_Data for processing_

*** Block opens ***

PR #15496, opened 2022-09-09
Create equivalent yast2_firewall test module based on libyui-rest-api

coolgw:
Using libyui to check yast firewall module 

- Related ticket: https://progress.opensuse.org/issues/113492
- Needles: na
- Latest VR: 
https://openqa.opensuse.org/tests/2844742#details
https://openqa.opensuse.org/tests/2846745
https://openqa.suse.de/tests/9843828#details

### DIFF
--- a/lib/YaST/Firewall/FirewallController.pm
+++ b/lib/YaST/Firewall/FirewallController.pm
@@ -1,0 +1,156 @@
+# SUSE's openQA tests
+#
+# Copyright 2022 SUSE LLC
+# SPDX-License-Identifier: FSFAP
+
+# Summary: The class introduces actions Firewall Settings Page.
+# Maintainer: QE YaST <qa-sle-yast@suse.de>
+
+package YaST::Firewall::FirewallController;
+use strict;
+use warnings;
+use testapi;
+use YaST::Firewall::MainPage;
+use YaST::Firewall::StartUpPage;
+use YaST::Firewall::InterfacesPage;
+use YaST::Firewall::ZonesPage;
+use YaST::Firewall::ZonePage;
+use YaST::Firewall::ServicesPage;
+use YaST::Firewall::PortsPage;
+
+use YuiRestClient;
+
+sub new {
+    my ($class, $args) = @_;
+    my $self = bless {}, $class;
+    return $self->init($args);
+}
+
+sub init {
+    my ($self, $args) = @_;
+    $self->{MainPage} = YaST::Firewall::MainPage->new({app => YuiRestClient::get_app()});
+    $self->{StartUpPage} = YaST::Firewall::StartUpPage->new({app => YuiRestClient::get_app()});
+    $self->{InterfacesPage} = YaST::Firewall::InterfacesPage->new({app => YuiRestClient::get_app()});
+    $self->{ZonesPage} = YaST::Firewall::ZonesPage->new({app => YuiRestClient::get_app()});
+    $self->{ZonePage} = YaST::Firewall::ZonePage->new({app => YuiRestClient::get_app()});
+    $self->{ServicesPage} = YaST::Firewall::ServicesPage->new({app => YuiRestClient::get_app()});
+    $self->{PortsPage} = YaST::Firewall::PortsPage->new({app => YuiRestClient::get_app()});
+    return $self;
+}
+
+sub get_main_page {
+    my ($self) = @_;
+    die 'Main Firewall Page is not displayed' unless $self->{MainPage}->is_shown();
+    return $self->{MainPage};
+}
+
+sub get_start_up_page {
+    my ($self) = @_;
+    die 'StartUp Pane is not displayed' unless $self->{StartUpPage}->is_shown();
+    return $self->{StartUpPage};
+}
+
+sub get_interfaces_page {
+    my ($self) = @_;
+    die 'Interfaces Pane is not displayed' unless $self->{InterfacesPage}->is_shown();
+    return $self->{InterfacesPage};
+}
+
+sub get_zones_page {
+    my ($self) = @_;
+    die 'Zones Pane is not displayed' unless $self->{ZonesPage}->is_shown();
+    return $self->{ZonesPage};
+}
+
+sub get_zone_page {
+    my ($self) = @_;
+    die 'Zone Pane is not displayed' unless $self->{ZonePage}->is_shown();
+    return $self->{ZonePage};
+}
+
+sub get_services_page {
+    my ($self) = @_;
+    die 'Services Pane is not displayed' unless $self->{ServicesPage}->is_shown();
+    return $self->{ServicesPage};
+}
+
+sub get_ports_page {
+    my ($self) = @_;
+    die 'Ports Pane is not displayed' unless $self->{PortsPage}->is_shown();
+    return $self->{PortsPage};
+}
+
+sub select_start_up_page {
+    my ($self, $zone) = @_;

*** Block closes ***
*** Block opens ***

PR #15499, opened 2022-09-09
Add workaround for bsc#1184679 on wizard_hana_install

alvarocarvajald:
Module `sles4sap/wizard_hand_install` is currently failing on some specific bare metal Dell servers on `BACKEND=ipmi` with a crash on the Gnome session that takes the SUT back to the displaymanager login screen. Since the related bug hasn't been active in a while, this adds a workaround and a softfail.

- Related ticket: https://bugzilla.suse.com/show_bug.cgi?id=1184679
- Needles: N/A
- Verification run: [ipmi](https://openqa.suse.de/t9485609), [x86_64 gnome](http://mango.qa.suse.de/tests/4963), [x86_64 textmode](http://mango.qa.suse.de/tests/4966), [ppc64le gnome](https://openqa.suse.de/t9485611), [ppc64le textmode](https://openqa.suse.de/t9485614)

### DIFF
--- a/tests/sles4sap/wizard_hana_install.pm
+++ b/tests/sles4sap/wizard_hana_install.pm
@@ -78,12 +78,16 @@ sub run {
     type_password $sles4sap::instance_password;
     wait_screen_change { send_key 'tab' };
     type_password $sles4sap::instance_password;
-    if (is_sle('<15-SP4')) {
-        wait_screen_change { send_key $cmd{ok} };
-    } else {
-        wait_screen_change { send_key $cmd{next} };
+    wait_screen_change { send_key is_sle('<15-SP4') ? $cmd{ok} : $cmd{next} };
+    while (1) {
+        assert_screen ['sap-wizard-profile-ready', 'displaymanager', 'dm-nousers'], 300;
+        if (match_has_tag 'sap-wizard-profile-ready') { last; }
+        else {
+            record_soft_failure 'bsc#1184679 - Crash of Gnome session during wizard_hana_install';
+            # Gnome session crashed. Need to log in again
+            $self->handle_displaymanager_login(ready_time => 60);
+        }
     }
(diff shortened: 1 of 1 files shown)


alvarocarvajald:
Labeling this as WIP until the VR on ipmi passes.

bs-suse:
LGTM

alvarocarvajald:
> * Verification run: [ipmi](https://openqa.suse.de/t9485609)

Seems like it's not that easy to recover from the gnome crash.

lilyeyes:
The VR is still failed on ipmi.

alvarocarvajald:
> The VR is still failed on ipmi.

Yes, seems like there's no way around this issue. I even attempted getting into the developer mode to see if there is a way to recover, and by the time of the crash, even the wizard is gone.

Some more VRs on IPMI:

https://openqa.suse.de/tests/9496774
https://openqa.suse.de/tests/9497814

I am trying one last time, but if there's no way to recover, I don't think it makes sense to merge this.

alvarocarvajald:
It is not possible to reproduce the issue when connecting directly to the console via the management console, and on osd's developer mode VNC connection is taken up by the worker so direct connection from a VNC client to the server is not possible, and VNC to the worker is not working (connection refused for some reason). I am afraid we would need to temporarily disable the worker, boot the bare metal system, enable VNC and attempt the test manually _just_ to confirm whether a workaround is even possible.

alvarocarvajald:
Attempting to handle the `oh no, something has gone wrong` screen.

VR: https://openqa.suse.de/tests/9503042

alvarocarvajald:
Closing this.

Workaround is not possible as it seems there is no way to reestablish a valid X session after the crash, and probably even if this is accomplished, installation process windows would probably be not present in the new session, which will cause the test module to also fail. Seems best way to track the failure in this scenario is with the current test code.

*** Block closes ***

_Your task_
Only lines holding the word "MainPage" belong in the answer; copy each one from the material.

_Problem solution_
+use YaST::Firewall::MainPage;
+    $self->{MainPage} = YaST::Firewall::MainPage->new({app => YuiRestClient::get_app()});
+    die 'Main Firewall Page is not displayed' unless $self->{MainPage}->is_shown();
+    return $self->{MainPage};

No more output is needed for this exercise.